Hobby fotografi pada dasarnya memang tidak sekedar untuk jepret-jepret gambar saja, melainkan lebih dari itu ditujukan untuk mengambil sebuah moment yang menarik. Bahkan tak jarang beberapa orang yang sudah sukses menekuni bidang ini hanya dengan kemampuannya menjepret gambar. Sehingga bisa menjual karya-karyanya kepada orang lain. Berbekal kamera dengan kualitas baik atau kamera SLR. Jika berbicara mengenai ragam jenis dari produk teknologi untuk abadikan gambar ini sendiri sebenarnya cukup banyak.

Beda Kamera SLR Resmi, Grey Market, Black Market dan Palsu

Mulai dari seri lama kamera pocket, kamera polaroid yang bisa langsung mengeluarkan hasil jepretan, hingga sekarang banyak diantara smartphone yang juga sudah di semati menggunakan kamera berkualitas baik. Namun untuk menghasilkan gambar yang profesional tentunya tak cukup dengan hal ini, paling tidak Anda harus menggunakan kamera yang dibekali settingan khusus agar pengambilan gambar layaknya seorang profesional. Diantaranya adalah kamera DSLR ini.

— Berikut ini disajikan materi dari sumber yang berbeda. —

PR #4818, opened 2020-08-09
NetUI Packet size fix

ThatDan123:
Adds a system which splits and sends multi messages for the arrays if they are too big.

Has a check for if the messages dont arrive in time, and will not continue.

### DIFF
--- a/UnityProject/Assets/Scripts/Messages/Server/TabUpdateMessage.cs
+++ b/UnityProject/Assets/Scripts/Messages/Server/TabUpdateMessage.cs
@@ -18,12 +18,13 @@ public class TabUpdateMessage : ServerMessage
 
 	private static readonly ElementValue[] NoValues = new ElementValue[0];
 
-	private static Dictionary<int, ElementValue[]> ElementValuesCache = new Dictionary<int, ElementValue[]>();
+	private static Dictionary<int, Tuple<ElementValue[], int>> ElementValuesCache = new Dictionary<int, Tuple<ElementValue[], int>>();
 
 	private static HashSet<int> ServerUniqueIdCache = new HashSet<int>();
 
 	public int ID;
 	public int UniqueID;
+	public int NumOfMessage;
 
 	public override void Process()
 	{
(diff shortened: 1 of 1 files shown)


ThatDan123:
Ive added some comments.

Has been tested on headless opening a vendor with 200 items and works fine.

UnityProject/Assets/Scripts/Messages/Server/TabUpdateMessage.cs
```diff
@@ -55,68 +108,178 @@ public static void SendToPeepers(GameObject provider, NetTabType type, TabAction
...
+					Send(recipient, provider, type, TabAction.Close);
+					return null;
+				}
+				break;
+		}
+
+		// SingleMessage: 0, start/middle: 1, end: 2
+		var id = 0;
+
+		var uniqueID = Random.Range(0, 2000);
```
Bod9001: does it need to be random? I feel like it would be safe if it was just a counter that went up?

Bod9001: then rolled over at some point

UnityProject/Assets/Scripts/Messages/Server/TabUpdateMessage.cs
```diff
@@ -15,10 +18,60 @@ public class TabUpdateMessage : ServerMessage
 
 	private static readonly ElementValue[] NoValues = new ElementValue[0];
 
+	private static Dictionary<int, Tuple<ElementValue[], int>> ElementValuesCache = new Dictionary<int, Tuple<ElementValue[], int>>();
+
+	private static HashSet<int> ServerUniqueIdCache = new HashSet<int>();
+
+	public int ID;
```
fomalsd: create a new `enum TabMessageType {MoreIncoming, EndOfMessage}` for that instead of calling it "ID" if it's just going to be "1" or "2"

UnityProject/Assets/Scripts/Messages/Server/TabUpdateMessage.cs
fomalsd: that's certainly not unique lol
expect collisions

ThatDan123: It only has to be unique for the sending, then as soon as its sent can be reused. The chance it fails both checks is minuscule, so i dont really expect collisions.

ThatDan123: But yeah i'll see about changing it to a counter.

ThatDan123: Yeah i'll see about changing it to a counter.

UnityProject/Assets/Scripts/Messages/Server/TabUpdateMessage.cs
```diff
@@ -55,68 +108,178 @@ public static void SendToPeepers(GameObject provider, NetTabType type, TabAction
...
+		var elementValuesLists = new Dictionary<List<ElementValue>, int>();
+
+		if (values != null && tabAction != TabAction.Close)
 		{
 			// get max possible packet size from current transform
 			int maxPacketSize = Transport.activeTransport.GetMaxPacketSize(0);
+
 			// set currentSize start value to max TCP header size (60b)
-			int currentSize = 60;
+			float currentSize = 60f;
```
RedlineTriad: I haven't read this much but that it's a float makes me very suspicious.

UnityProject/Assets/Scripts/Messages/Server/TabUpdateMessage.cs
ThatDan123: Done

UnityProject/Assets/Scripts/Messages/Server/TabUpdateMessage.cs
ThatDan123: I changed it up so it casts to float in the Math.Ceiling

UnityProject/Assets/Scripts/Messages/Server/TabUpdateMessage.cs
ThatDan123: Goes to 10000, then resets

Bod9001:
so, is this covered underneath the bounty?

DooblyNoobly:
sure is

DooblyNoobly:
if it is actually fixed tho

ReiderJack:
> Adds a system which splits and sends multi messages for the arrays if they are too big.

So it splits one entry to multiple? Didn't read code tbh.
foma wrote that

> Shouldn't send more than one update message when a new entry is added to the list, regardless of its current size

ThatDan123:
I wouldnt personally say the bounty is done, this is just a side fix that should fix the errors with the current UI screens. And i wouldnt take the money as it was just like 3 hours of my time, up to doobly and foma for whether they think the current situation would close the Issue.

Yeah does need testing, though if it doesnt work then only the screens which were erroring before should be broken.

Bod9001:
might as well merge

Namun juga tidak bisa dipungkiri, sebagaimana produk teknologi yang lainnya ada kalanya konsumen juga takut membeli kamera SLR di pasaran karena belum tentu menjamin keaslian. Apalagi sekarang ini juga muncul beberapa istilah produk seperti produk resmi, barang grey atau black market hingga produk palsu. Lalu sebenarnya apa bedanya?, agar tak salah dalam membeli, maka terlebih dahulu ketahui perbedaannya berikut ini, yaitu:

  1. Produk resmi, seperti yang diketahui bahwa barang resmi dikenal juga sebagai produk asli, dimana nantinya perusahaan kamera yang berasal dari negara pembuat tersebut akan mengimpor secara resmi produknya ke pasaran Indonesia. Tentunya melalui badan yang jelas beserta adanya bea cukai atau pajak, sehingga jika melihat dari segi harganya juga paling mahal dibandingkan dengan produk lain.
  2. Produk grey market, sebenarnya sama-sama produk asli, hanya saja terkadang ada beberapa aksesoris penunjang atau kelengkapan barang yang kurang jika dibandingkan dengan produk resminya, juga ada penggunaan bahasa yang tertera pada bagian label kemasan memakai bahasa asli negara tersebut, sehingga jika melihat dari segi harganya juga lebih murah.
  3. Produk black market, ini istilah yang tentunya sering kali Anda dengar, barang black market ini di distribusikan kedalam negeri dengan cara yang tidak resmi atau bisa dikatakan sebagai barang ilegal. Hal ini jugalah yang terkadang membuat harganya murah bisa sampai 10 hingga 30% lebih murah dibandingkan dengan harga barang aslinya.
  4. Produk palsu, seperti namanya maka barang yang dijual benar-benar tidak asli, bisa rakitan atau rekondisi dari produk rusak yang ada sebelumnya, dari segi tampilan sama persis, namun tentu kualitasnya jauh berbeda, sehingga konsumen harus waspada jika membeli, umumnya produk palsu ini dijual dengan harga yang sangat murah.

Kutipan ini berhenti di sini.